** REQUIRED ACTION **
The answer must consist of every line from the entries below that contains the word "purescript".

---- DATA

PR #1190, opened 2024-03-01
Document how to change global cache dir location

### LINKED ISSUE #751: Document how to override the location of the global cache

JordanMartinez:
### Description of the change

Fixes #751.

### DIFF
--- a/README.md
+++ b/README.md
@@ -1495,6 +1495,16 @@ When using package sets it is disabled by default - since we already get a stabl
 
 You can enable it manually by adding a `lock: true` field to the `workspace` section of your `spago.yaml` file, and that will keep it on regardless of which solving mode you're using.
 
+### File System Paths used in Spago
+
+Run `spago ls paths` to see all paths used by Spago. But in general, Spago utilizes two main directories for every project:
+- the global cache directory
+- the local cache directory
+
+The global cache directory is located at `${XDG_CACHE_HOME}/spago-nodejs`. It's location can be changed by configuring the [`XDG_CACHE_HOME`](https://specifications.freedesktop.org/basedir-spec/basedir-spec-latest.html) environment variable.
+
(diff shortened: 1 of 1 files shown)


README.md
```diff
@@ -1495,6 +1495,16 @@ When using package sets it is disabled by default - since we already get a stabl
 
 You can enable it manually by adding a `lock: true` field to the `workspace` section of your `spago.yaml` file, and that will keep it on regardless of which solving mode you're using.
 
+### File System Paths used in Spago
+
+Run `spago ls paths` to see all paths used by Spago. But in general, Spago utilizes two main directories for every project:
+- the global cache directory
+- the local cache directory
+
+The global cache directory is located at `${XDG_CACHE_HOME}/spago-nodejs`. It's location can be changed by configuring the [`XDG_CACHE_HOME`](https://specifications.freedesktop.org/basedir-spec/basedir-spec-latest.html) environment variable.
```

--------
---- DATA

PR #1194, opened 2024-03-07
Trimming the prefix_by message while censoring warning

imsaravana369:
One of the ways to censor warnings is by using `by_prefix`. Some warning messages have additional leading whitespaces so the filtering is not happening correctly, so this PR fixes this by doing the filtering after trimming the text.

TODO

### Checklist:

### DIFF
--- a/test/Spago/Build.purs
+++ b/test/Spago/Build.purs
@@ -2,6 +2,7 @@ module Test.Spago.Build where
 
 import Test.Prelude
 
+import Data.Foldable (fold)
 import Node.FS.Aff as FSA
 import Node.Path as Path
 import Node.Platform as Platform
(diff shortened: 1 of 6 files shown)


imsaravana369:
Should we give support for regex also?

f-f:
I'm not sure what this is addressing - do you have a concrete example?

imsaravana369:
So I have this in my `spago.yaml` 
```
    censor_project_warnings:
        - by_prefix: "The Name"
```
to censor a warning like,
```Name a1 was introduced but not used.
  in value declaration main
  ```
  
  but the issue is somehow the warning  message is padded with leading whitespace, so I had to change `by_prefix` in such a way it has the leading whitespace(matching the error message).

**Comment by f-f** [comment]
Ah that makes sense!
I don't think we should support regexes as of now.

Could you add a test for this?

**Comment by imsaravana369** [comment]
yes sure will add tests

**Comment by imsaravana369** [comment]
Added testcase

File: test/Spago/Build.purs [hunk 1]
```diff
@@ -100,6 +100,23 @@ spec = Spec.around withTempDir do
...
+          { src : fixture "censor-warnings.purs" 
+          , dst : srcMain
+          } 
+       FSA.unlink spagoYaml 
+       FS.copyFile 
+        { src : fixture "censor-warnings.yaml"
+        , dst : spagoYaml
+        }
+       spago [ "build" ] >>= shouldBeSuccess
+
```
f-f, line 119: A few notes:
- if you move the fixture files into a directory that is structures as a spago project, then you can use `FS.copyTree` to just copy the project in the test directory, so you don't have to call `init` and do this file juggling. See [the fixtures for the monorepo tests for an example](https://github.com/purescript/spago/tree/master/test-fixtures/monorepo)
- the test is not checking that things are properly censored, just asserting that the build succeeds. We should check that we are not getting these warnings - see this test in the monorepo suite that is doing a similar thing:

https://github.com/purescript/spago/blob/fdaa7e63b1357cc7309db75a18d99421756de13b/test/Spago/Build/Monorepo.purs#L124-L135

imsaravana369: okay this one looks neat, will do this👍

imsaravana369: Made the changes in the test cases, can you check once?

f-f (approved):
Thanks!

--------

** ANSWER BELOW **
- if you move the fixture files into a directory that is structures as a spago project, then you can use `FS.copyTree` to just copy the project in the test directory, so you don't have to call `init` and do this file juggling. See [the fixtures for the monorepo tests for an example](https://github.com/purescript/spago/tree/master/test-fixtures/monorepo)
https://github.com/purescript/spago/blob/fdaa7e63b1357cc7309db75a18d99421756de13b/test/Spago/Build/Monorepo.purs#L124-L135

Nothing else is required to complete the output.